Мы снова замолчали. Я чувствовал, как солнце сжигает мне плечи, но не двинулся с места и не сделал ничего, чтобы закрыться. В профиль Горелый выглядел другим. Не хочу сказать, что таким образом его уродство было менее заметно (как раз наоборот, ибо он был обращен ко мне своей наиболее обезображенной стороной), просто он казался другим. Более далеким. Передо мною был словно бюст из пемзы, обрамленный густыми темными волосами.
Не знаю, что дернуло меня признаться ему, что я пишу. Горелый повернулся ко мне и, поколебавшись, сказал, что это интересная профессия. Я переспросил его, так как вначале подумал, что он меня неправильно понял.
— Но только не романы и не пьесы, — разъяснил я.
Горелый пошевелил губами и произнес что-то, но я не расслышал.
— Что?
— Поэт?
Мне почудилось, что под ужасными шрамами возникло подобие улыбки. Я решил, что отупел от солнца.
— Нет-нет, разумеется, не поэт.
Я объяснил, коль скоро он мне дал для этого повод, что я никоим образом не презираю поэзию и мог бы продекламировать на память стихи Клопштока или Шиллера. Но сочинять стихи в наше время не для любимой, а так — довольно бесполезно, как ему кажется?
— Или просто уродство, — сказал этот несчастный, кивнув головой.
Как такой калека мог называть что-либо уродством и не чувствовать, что это слово имеет прямое отношение к нему самому? Загадка. Во всяком случае, ощущение, что Горелый тайком улыбается, крепло. Вероятно, все дело было в глазах, отражавших эту улыбку. Его взгляд редко останавливался на мне, но когда это случалось, я ощущал в его глазах искру радости и силу.
— Если я и писатель, то особого рода, — сказал я. — Очеркист-креативщик.
И тут же в общих чертах поведал ему о мире wargames с его журналами, турнирами, местными клубами и тому подобным. К примеру, в Барселоне, объяснял я, действуют несколько ассоциаций, и хотя мне неизвестно, существует ли единая федерация, испанские игроки начали проявлять заметную активность в том, что касается европейских соревнований. С двумя из них я познакомился в Париже.

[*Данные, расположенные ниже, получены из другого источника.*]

Issue #381, opened 2023-12-27
[BUG] Close function is passed wrong WebSocket


Kitanga:
The id of the websocket passed to `close` function isn't the same as the one sent to `open` function. Actually, according to my tests, it seems a new websocket is created with a new id.

If you run the following code

```javascript
.ws('/sockets', {
    open(ws) {
      console.log('Connection opened. ID:', ws.id)
    },
    close(ws, code, msg) {
      console.log('Connection Closed!!')
      console.log('code:', code)
      console.log('msg:', msg)
      console.log('Connection Closed ID:', ws.id)
      console.log('Date now:', Date.now())
    },
    message(ws) {
      // c
    }
  })
```

You'll get the following result

![image](https://github.com/elysiajs/elysia/assets/14119482/f18a2b26-bf96-4e33-815f-6b00bdf8db8c)

Notice how the `Date.now()` result is the same as the websocket id passed, I'm having a feeling the websocket is being recreated. ~~I'm also, currently checking if this is the same behaviour in vanilla Bunjs~~

Kitanga:
OK, so Bunjs' websocket implementation doesn't have IDs of any sort. But the websocket passed to the `open` and `close` function is the same. In Elysia, this isn't true, they are different. A work around would be to go through my list of connected sockets but even that doesn't seem plausible given that I can't see a way to check if the connection is still alive.

PR #383, opened 2023-12-27
Fix: Websocket ID not the same for `open` and `close` functions

Kitanga:
## Bug

This is to address this issue #381

When `open` and `close` functions are run, the passed `ElysiaWS` objects are different. This is due to the fact that each time `open`/`close` is run they recreate the `ElysiaWS` object which recreates the ID:

image

And here's the offending code `src/index.ts:3234` and `src/index.ts:3264`:

image

The fix I came to that doesn't break anything really is to use a getter/setter for the `id` prop on `ElysiaWS` class and storing the id in the raw bunjs/uWebSocket socket (`ElysiaWS.raw`).

## Moving away from `Date.now()`

You'll probably notice that I used `randomInt()` instead of `Date.now()`. This is because if you run `Date.now()`/`performance.now()` you'll notice that there are duplicates. Of course `performance.now()` has less duplicates but still for a simple test with only 100 iterations the best I could get was 97-98 none-duplicates.

I tried different solutions like `Date.now() + Math.random()` but still got duplicates. So `crypto`'s `randomInt` was the best I could find, had 100% success rate when creating unique IDs. But if you can think of a better more efficient solution, please do share.

Here's how I got to this solution, in case you end up trying to find a simpler answer:

- Just change the ID back to the correct one after creating `ElysiaWS` object in `close` function. (Problem was where does one store IDs and how does one get the ID back)
- Create `Map` with raw socket as key and ID as value. (whilst doing this I found the `data` prop in raw socket, ended up running with that instead)

### DIFF
--- a/example/websocket.ts
+++ b/example/websocket.ts
@@ -5,6 +5,10 @@ const app = new Elysia()
 	.ws('/ws', {
 		open(ws) {
 			ws.subscribe('asdf')
+			console.log('Open Connection:', ws.id)
+		},
+		close(ws) {
+			console.log('Closed Connection:', ws.id)
 		},
 		message(ws, message) {
 			ws.publish('asdf', message)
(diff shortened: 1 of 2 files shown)


DaviDecoder:
LGTM

SaltyAom (approved):

PR #413, opened 2024-01-12
fix: prevent information loss in string to number conversion

### LINKED ISSUE #410: cookie parsing may lose original value
cookie plugin tries to parse original raw string value as a better type: number, boolean, ...

I think cookie plugin should be able to provide raw original string value. I have a case where stored token may be `"0000000000000000000000000000000000000000"` which parses down to `0` or `1111111111111111111111111111111111111111` which numerically overflows.

ViliamKopecky:
Closes #410

Fixes cases when numeric string value should stay as string such as long tokens with numeric values like:

- `0000000000000000000000000000000000000000`
- `1111111111111111111111111111111111111111`

### DIFF
--- a/src/cookie.ts
+++ b/src/cookie.ts
@@ -2,7 +2,7 @@
 import { parse } from 'cookie'
 import type { Context } from './context'
 
-import { isNumericString, unsignCookie } from './utils'
+import { isParseableNumericString, unsignCookie } from './utils';
 import { InvalidCookieSignature } from './error'
 
 export interface CookieOptions {
@@ -431,7 +431,7 @@ export const parseCookie = async (
 			}
 
 		// @ts-ignore
-		if (isNumericString(value)) value = +value
+		if (isParseableNumericString(value)) value = +value
 		// @ts-ignore
 		else if (value === 'true') value = true
 		// @ts-ignore
--- a/src/index.ts
+++ b/src/index.ts
@@ -29,7 +29,7 @@ import {
 	traceBackMacro,
 	replaceUrlPath,
 	primitiveHooks,
-	isNumericString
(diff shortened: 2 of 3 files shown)


fredericoo:
Looks good, I wonder if there isn’t a more performant way to do this?
E.g.: regexp
```/^[1-9]([\d.]{0,14}\d?)?$/```
this operates in the assumption of:
- the max integer (`562949953421311`) length is 16 digits
- the max float point with 2 decimal precision is `70368744177663` which has 14 digits + comma
- the only non-numerical digit is `.`
- numbers cannot end with `.`
- numbers cannot start with `.`

Im not even sure this would be faster by any means, and haven't benchmarked it either, just throwing in ideas

ViliamKopecky:
After some thought I believe there should be no implicit parsing - you should just get the string as is then you may parse it as you need.

fredericoo:
Found an easier and less intrusive solution to the problem:

The issue we're facing stems from the `isNumeric` function. It uses `Number.isNaN()` instead of `isNaN` which returns false for anything _but_ NaN, where we want it to return true to non-numbers too.

Found out because of (this thread)[https://twitter.com/slicknet/status/1750219872217522196] and it really checks out.

A simple, one liner fix

Chooks22:
This just bit me in the ass... right now I'm working with hex strings as session ids, and sometimes for unexpected reason the cookie's value would just turn up as `NaN`.

Workaround is to just prefix it with any non-number to force it to be parsed as string.

fredericoo:
Opened #446 as a simpler fix to the issue without requiring any new functions, and adding tests ◡̈

saketverma-03:
i have solved this issue in this PR #474

PR #422, opened 2024-01-15
fix(handler.ts): update switch case to check for contructor instead of constructor.name

### LINKED ISSUE #421: Returning a subclass of Response shows an empty object {}
Example code:

```ts
import { Elysia } from "elysia";

class ResponseTest extends Response {}

new Elysia()
    .all('/response', () =>{
        return new Response('Hi')
    })
    .all('/subclass', () =>{
        return new ResponseTest('Hi')
    })
    .listen(3000)

```
Result:
```
/response: Hi
/subclass: {}
```

Hi, based on this [docs](https://elysiajs.com/essential/handler.html#response), I should be able to return a Response class. It does work as shown in the code above. However, if I return a subclass of the Response, it returns an empty object.

This prevents me from creating a subclass of Response that contains different status code and headers. e.g. ResponseWithUnauthorized(). 

A workaround for this is to create a helper function that returns a Response class with the desired status code and header, but I prefer returning a subclass of Response :-)

hambergerpls:
This change tries to fix #421 and includes the following:

1. Refactor switch case logic for mapResponse functions to check against constructor function instead of constructor name. Also reordered the switch case to check for primitives first then the rest.

2. Use `instanceof` for `Response` and `Error` in `default` case to allow returning of subclasses of `Response` and `Error` as response

There is a [workaround](https://github.com/elysiajs/elysia/issues/421#issuecomment-1892045685), but it doesn't seem quite right.

Example code:
```ts
import { Elysia } from "elysia";

class ResponseTest extends Response {}

new Elysia()
    .all('/response', () =>{
        return new Response('Hi')
    })
    .all('/subclass', () =>{
        return new ResponseTest('Hi')
    })
    .listen(3000)
```

Result:
```
/response: Hi
/subclass: Hi
```

The reason for point (1) was that I was looking for some ways to switch case a type of a variable and found [this](https://stackoverflow.com/a/36332700). So I decided to give it a try and the tests are all green. One thing I noticed was that the tests finished a little bit quicker. So I benchmarked the before and after of this change.

Screenshot 2024-01-15 204958

From the benchmark, it seems that there is 11-14% improvement. I'm not sure if this is a good way to benchmark (if anyone can help me do some proper benchmark, feel free to help 🙏 ).

### DIFF
--- a/src/handler.ts
+++ b/src/handler.ts
@@ -154,18 +154,33 @@ export const mapResponse = (
 				set.headers['Set-Cookie']
 			) as any
 
-		switch (response?.constructor?.name) {
-			case 'String':
-				return new Response(response as string, set as SetResponse)
+		switch (response?.constructor) {
+			case undefined:
+				if (!response) return new Response('', set as SetResponse)
 
-			case 'Blob':
-				return handleFile(response as File | Blob, set)
-
-			case 'Object':
-			case 'Array':
 				return Response.json(response, set as SetResponse)
 
-			case 'ReadableStream':
+			case Boolean:
+			case Number:
+				return new Response(
+					(response as number | boolean).toString(),
+					set as SetResponse
+				)
+				
+			case String:
+				return new Response(response as string, set as SetResponse)
+
+			case Object:
+			case Array:
+				return Response.json(response, set as SetResponse)
+
+			case Function:
+				return mapResponse((response as Function)(), set)
+	
+			case Blob:
+				return handleFile(response as File | Blob, set)
+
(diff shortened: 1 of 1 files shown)


SaltyAom:
Thanks for your PR
Yes, #421 makes perfect sense integrating with 3rd Party Response APIs like NextResponse, ExpoResponse, and others.

The reason we are using constructor.name is because it's a more performance way to check for loose type, however, if non is matched I think we could implement the check using `instanceof`, so I'm going to modify your code for the next release, and close your PR.

Thank you.

PR #433, opened 2024-01-21
Remove crypto in favor of webcrypto

Mkassabov:
## What this does
Removes crypto api reference in favor of web crypto.
Should fix
- issues outlined in this thread: https://discord.com/channels/1044804142461362206/1194817027811053629
  - (vite failing when it tries to bundle elysia)
- cloudflare worker support

### DIFF
--- a/src/ws/index.ts
+++ b/src/ws/index.ts
@@ -7,7 +7,6 @@ import { ValidationError } from '../error'
 import type { Context } from '../context'
 
 import type { DecoratorBase, RouteSchema } from '../types'
-import { randomInt } from 'crypto'
 
 export const websocket: WebSocketHandler<any> = {
 	open(ws) {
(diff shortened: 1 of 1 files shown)


Mkassabov:
Also worth noting, this is the 3rd time I've seen an issue that seems to be related to importing crypto instead of using webcrypto.
Might be worth adding a test that just fails whenever crypto is imported to prevent these kinds of issues from happening

dtinth:
:+1:

This issue is preventing Elysia from working with Cloudflare workers. I added an issue on Cloudflare side here:

- https://github.com/cloudflare/workers-sdk/issues/4825

Even with `node_compat = true` the polyfill used by Wrangler is so old that it gives this error:

```
No matching export in "node-modules-polyfills:crypto" for import "randomInt"
```

PR #552, opened 2017-11-16
Remove date-created dates

coderkat:
These make Google think this page was published/last updated in 2012. Not good for building confidence in our docs


pkamp3:
The very heaviest of plus signs!

PR #557, opened 2017-11-22
Fix helper libraries taglines

smendes:


coderkat:
👍  amazing, thank you

PR #561, opened 2017-11-22
Proxy public beta update

pkamp3:
Updating Proxy for Beta


pkamp3:
These tests will break until libraries regenerate

PR #567, opened 2017-11-28
Sync TTL related changes to snippets

dr0nius:
- Add new root update methods to list, map and stream objects
- Add date_expires field to document, list, map and stream objects; also list/map items
- Add TTL parameter to document, list, map, stream creation as an example
- Add TTL parameter to list and map item creation
- Minor syntax tweaks for better consistency


dr0nius:
Note that I needed to bump all helper library versions in tests for compatibility reasons.
Also, this interface extension is required for HTTP mock: https://github.com/TwilioDevEd/twilio-api-faker/pull/10

PR #582, opened 2017-12-14
Notify - Adds instance id service sample

viktormuller:
Adds an instance id service sample to FCM registration guide


coderkat:
👍

PR #584, opened 2017-12-15
Swap names and some example text for gender/situational neutrality

jennifermarie:
Retires the 'Jenny' reference and replaces instances of Jenny/Tommy with more gender-neutral Joey/Charlie. Replaces Jenny/Tommy narrative with neutral and/or geeky references.

NB: the 867-5309 number is still in place because I didn't want to break anything and it's used fairly widely in this repo. If it's safe to swap for another number, we can do that as well.


jennifermarie:
If the reviewer on this PR could please tag me when you get to it, that would be amazing. There are corresponding changes in the prose text on many of our docs that need to happen as well, and I don't want to have these out of sync. Thanks!

jennifermarie:
Great, thanks @joliveros! New commit incoming, with numbers swapped (I'm keeping it simple -- 5309 -> 5310)

PR #586, opened 2017-12-21
Update capability token creation method

ayyrickay:
Old method was `generate()`, it's now `to_jwt()`


atbaker:
Looks like our build is failing, but I'm not seeing this snippet in the list of problematic ones (we've got some known issues we're working through). Merging!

— Этот вид спорта сейчас на подъеме, — внушал я.
Горелый задумался над моими словами, затем встал, чтобы принять подплывший к берегу велосипед; без особого труда он перенес его в огороженное хранилище.
— Однажды я читал что-то такое про людей, которые играют в оловянных солдатиков, — сказал он. — Совсем недавно это было, вроде бы в начале лета…
— Да, в общем, это довольно близко. Как регби и американский футбол. Но меня оловянные солдатики не очень привлекают, хотя они здорово сделаны… Красиво… Художественно… — Я засмеялся. — Предпочитаю игры, которые происходят на доске.
— О чем ты пишешь?
— Да о чем угодно. Выбери любую войну или кампанию, и я скажу тебе, как в ней можно победить или проиграть, какие недостатки есть в данной игре, где ее создатель попал в точку и где промахнулся, какие недочеты выявятся в ходе партии, каков правильный масштаб игры и каков был истинный ход сражения…
Горелый смотрит на горизонт. Большим пальцем ноги он делает ямку в песке. Позади нас Ханна сладко спит, а Ингеборг дочитывает последние страницы книги про Флориана Линдена; когда наши взгляды встречаются, она улыбается и посылает мне воздушный поцелуй.